10.3390/app10196979 ◽

2020 ◽

Vol 10 (19) ◽

pp. 6979

Author(s):

Minho Ryu ◽

Kichun Lee

Keyword(s):

Support Vector Machines ◽

Quadratic Programming ◽

Decision Trees ◽

Programming Problem ◽

Large Scale ◽

Classification Performance ◽

Quadratic Programming Problem ◽

Support Vector ◽

Training Time ◽

Vector Machines

Support vector machines (SVMs) are a well-known classifier due to their superior classification performance. They are defined by a hyperplane, which separates two classes with the largest margin. In the computation of the hyperplane, however, it is necessary to solve a quadratic programming problem. The storage cost of a quadratic programming problem grows with the square of the number of training sample points, and the time complexity is proportional to the cube of the number in general. Thus, it is worth studying how to reduce the training time of SVMs without compromising the performance to prepare for sustainability in large-scale SVM problems.

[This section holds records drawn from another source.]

PR #4365, opened 2024-02-09
revive: add exclude option

### LINKED ISSUE #4364: revive: forward Exclude rule config

Right now I'm using issues.exclude-rules to achieve what I want to do, but it would be nice if there was a way to just provide the exclusion to revive directly via [the Exclude config option](https://github.com/mgechev/revive/blob/5c5d6c1075a82337d9840e7f8195c0eaccdb959c/lint/config.go#L15)

```yaml
linters-settings:
  revive:
    rules:
      - name: unused-parameter
        exclude: ["TEST"]
        # TEST is a magic word in revive to filter out test files,
        # no special handling needed in golangci-lint
```

issues.exclude-rules

### Additional context.

_No response_

ldez:
Closes #4364

<details>

To test the configuration locally, you can use this script:

```bash
#!/bin/sh -e

## setup module
rm -rf reviveexclude
mkdir reviveexclude && cd $_
go mod init helloworld

## main.go
cat > main.go  <<EOF
package main

// Foo is foo.
func Foo(a string, b string) string {
	return a
}
EOF

## main_test.go
cat > main_test.go  <<EOF
package main

// Bar is bar.
func Bar(a string, b string) string {
	return a
}
EOF

## .golangci.yml
cat > .golangci.yml  <<EOF
linters:
  disable-all: true
  enable:
    - revive

linters-settings:
  revive:
    enable-all-rules: true
    rules:
      - name: package-comments
        disabled: true
      - name: unused-parameter
#        exclude: ["~main_test.go"]
        exclude: ["TEST"]

issues:
  exclude-use-default: false
  max-issues-per-linter: 0
  max-same-issues: 0
EOF
```

</details>

### DIFF
--- a/.golangci.reference.yml
+++ b/.golangci.reference.yml
@@ -1534,6 +1534,7 @@ linters-settings:
       - name: add-constant
         severity: warning
         disabled: false
+        exclude: [""]
         arguments:
           - maxLitCount: "3"
             allowStrs: '""'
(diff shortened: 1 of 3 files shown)


.golangci.reference.yml
```diff
@@ -1543,145 +1544,176 @@ linters-settings:
...
       # https://github.com/mgechev/revive/blob/master/RULES_DESCRIPTIONS.md#atomic
       - name: atomic
         severity: warning
+        exclude: [""]
         disabled: false
       # https://github.com/mgechev/revive/blob/master/RULES_DESCRIPTIONS.md#banned-characters
       - name: banned-characters
         severity: warning
         disabled: false
+        exclude: [""]
```
Antonboom, line 1558: inconsistent with `arguments` format, e.g. 

```
[ "Ω","Σ","σ", "7" ]
[ 4 ]
```

`[ "" ]` expected

pkg/golinters/revive.go
```diff
@@ -182,6 +183,14 @@ func getReviveConfig(cfg *config.ReviveSettings) (*lint.Config, error) {
 
 	normalizeConfig(conf)
 
+	for k, r := range conf.Rules {
+		err := r.Initialize()
+		if err != nil {
+			return nil, fmt.Errorf("error in config of rule [%s] : [%w]", k, err)
```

In this paper, we proposed a novel data reduction method for reducing the training time by combining decision trees and relative support distance. We applied a new concept, relative support distance, to select good support vector candidates in each partition generated by the decision trees. The selected support vector candidates improved the training speed for large-scale SVM problems. In experiments, we demonstrated that our approach significantly reduced the training time while maintaining good classification performance in comparison with existing approaches.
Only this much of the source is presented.